Dataset items:
PR #60, opened 2017-02-03
40080 download full thumbnail

akhronek:


python/shotgun_data/shotgun_data_retriever.py
```diff
@@ -891,17 +891,26 @@ def _get_thumbnail_path(url, bundle, directory_only=False):
             #   /bundle_cache_location/thumbs/C1C2/C3C4/rest_of_hash.*
             cache_matches = glob.glob("%s.*" % cache_base)
             if len(cache_matches):
+                if len(cache_matches) > 1:
```
manneohrstrom: If i am reading this correctly, it seems like we are removing a `*.jpeg` file only to replace it with exactly the same `*.jpg` file? So this change in the shotgunutils framework will basically mean that all thumbnail cache are invalid and will be re-downloaded again. This doesn't seem great to me - why cannot this change be backwards compatible?

I thought we wanted to add the ability to download and cache `png` and other formats alongside the existing `jpeg` support. Unless we have strong reasons not to (and in that case let's discuss) the behaviour for caching `jpeg` files should remain unchanged.

python/shotgun_data/shotgun_data_retriever.py
```diff
@@ -891,17 +891,26 @@ def _get_thumbnail_path(url, bundle, directory_only=False):
...
+                    # There may be a legacy ".jpeg" file cached here. If so, remove it.
+                    old_cache_file = "%s.jpeg" % cache_base
+                    if old_cache_file in cache_matches:
+                        bundle.log_warning("Removing legacy '.jpeg' cache file : %s" % old_cache_file)
+                        cache_matches.remove(old_cache_file)
+                        os.remove(old_cache_file)
+
+                    # Now if more than one cache match is found, log a warning.
+                    if len(cache_matches) > 1:
+                        bundle.log_warning("More than one cached file found for url '%s':" % url)
```
manneohrstrom: This is a cache, so i don't think this is something the user needs to worry about. Warning messages are bubbled up to the user. When we report a warning, we basically are trying to tell the user "hey there is something we want you to be aware of - it's not necessarily wrong or an error, but you should be aware". This caching policy thing doesn't seem to fit in that category. I think it should be a debug. Does that make sense?

python/shotgun_data/shotgun_data_retriever.py
```diff
@@ -891,17 +891,26 @@ def _get_thumbnail_path(url, bundle, directory_only=False):
...
+                        [bundle.log_warning("    %s" % cache_match) for cache_match in cache_matches]
+                        bundle.log_warning(
+                            "Using '%s'.  If this is incorrect, try clearing your local site cache." %
```
manneohrstrom: If i am animator using zero config, this message will be very hard to understand! Again, all of these messages should probably be debug.

PR #65, opened 2017-02-28
Doc tweaks for hierarchy model limitations.

josh-t:
A client attempted to use the new API with an unsupported seed. This cleans up the docs to make the limitations clearer. Also hides the `NAV_ENTRIES` additional filter type from the docs to prevent direct usage until it is officially public.

### DIFF
--- a/python/shotgun_model/shotgun_hierarchy_item.py
+++ b/python/shotgun_model/shotgun_hierarchy_item.py
@@ -122,16 +122,16 @@ class ShotgunHierarchyItem(ShotgunStandardItem):
         The dictionary also stores a ``type`` key whose value is the type of
         entity being targeted.
 
-        A common usage of this is to respond to selection changed signals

Instructions to follow ->
Line by line, transcribe the data exactly.

Exercise output ->
PR #60, opened 2017-02-03
40080 download full thumbnail

akhronek:


python/shotgun_data/shotgun_data_retriever.py
```diff
@@ -891,17 +891,26 @@ def _get_thumbnail_path(url, bundle, directory_only=False):
             #   /bundle_cache_location/thumbs/C1C2/C3C4/rest_of_hash.*
             cache_matches = glob.glob("%s.*" % cache_base)
             if len(cache_matches):
+                if len(cache_matches) > 1:
```
manneohrstrom: If i am reading this correctly, it seems like we are removing a `*.jpeg` file only to replace it with exactly the same `*.jpg` file? So this change in the shotgunutils framework will basically mean that all thumbnail cache are invalid and will be re-downloaded again. This doesn't seem great to me - why cannot this change be backwards compatible?

I thought we wanted to add the ability to download and cache `png` and other formats alongside the existing `jpeg` support. Unless we have strong reasons not to (and in that case let's discuss) the behaviour for caching `jpeg` files should remain unchanged.

python/shotgun_data/shotgun_data_retriever.py
```diff
@@ -891,17 +891,26 @@ def _get_thumbnail_path(url, bundle, directory_only=False):
...
+                    # There may be a legacy ".jpeg" file cached here. If so, remove it.
+                    old_cache_file = "%s.jpeg" % cache_base
+                    if old_cache_file in cache_matches:
+                        bundle.log_warning("Removing legacy '.jpeg' cache file : %s" % old_cache_file)
+                        cache_matches.remove(old_cache_file)
+                        os.remove(old_cache_file)
+
+                    # Now if more than one cache match is found, log a warning.
+                    if len(cache_matches) > 1:
+                        bundle.log_warning("More than one cached file found for url '%s':" % url)
```
manneohrstrom: This is a cache, so i don't think this is something the user needs to worry about. Warning messages are bubbled up to the user. When we report a warning, we basically are trying to tell the user "hey there is something we want you to be aware of - it's not necessarily wrong or an error, but you should be aware". This caching policy thing doesn't seem to fit in that category. I think it should be a debug. Does that make sense?

python/shotgun_data/shotgun_data_retriever.py
```diff
@@ -891,17 +891,26 @@ def _get_thumbnail_path(url, bundle, directory_only=False):
...
+                        [bundle.log_warning("    %s" % cache_match) for cache_match in cache_matches]
+                        bundle.log_warning(
+                            "Using '%s'.  If this is incorrect, try clearing your local site cache." %
```
manneohrstrom: If i am animator using zero config, this message will be very hard to understand! Again, all of these messages should probably be debug.

PR #65, opened 2017-02-28
Doc tweaks for hierarchy model limitations.

josh-t:
A client attempted to use the new API with an unsupported seed. This cleans up the docs to make the limitations clearer. Also hides the `NAV_ENTRIES` additional filter type from the docs to prevent direct usage until it is officially public.

### DIFF
--- a/python/shotgun_model/shotgun_hierarchy_item.py
+++ b/python/shotgun_model/shotgun_hierarchy_item.py
@@ -122,16 +122,16 @@ class ShotgunHierarchyItem(ShotgunStandardItem):
         The dictionary also stores a ``type`` key whose value is the type of
         entity being targeted.
 
-        A common usage of this is to respond to selection changed signals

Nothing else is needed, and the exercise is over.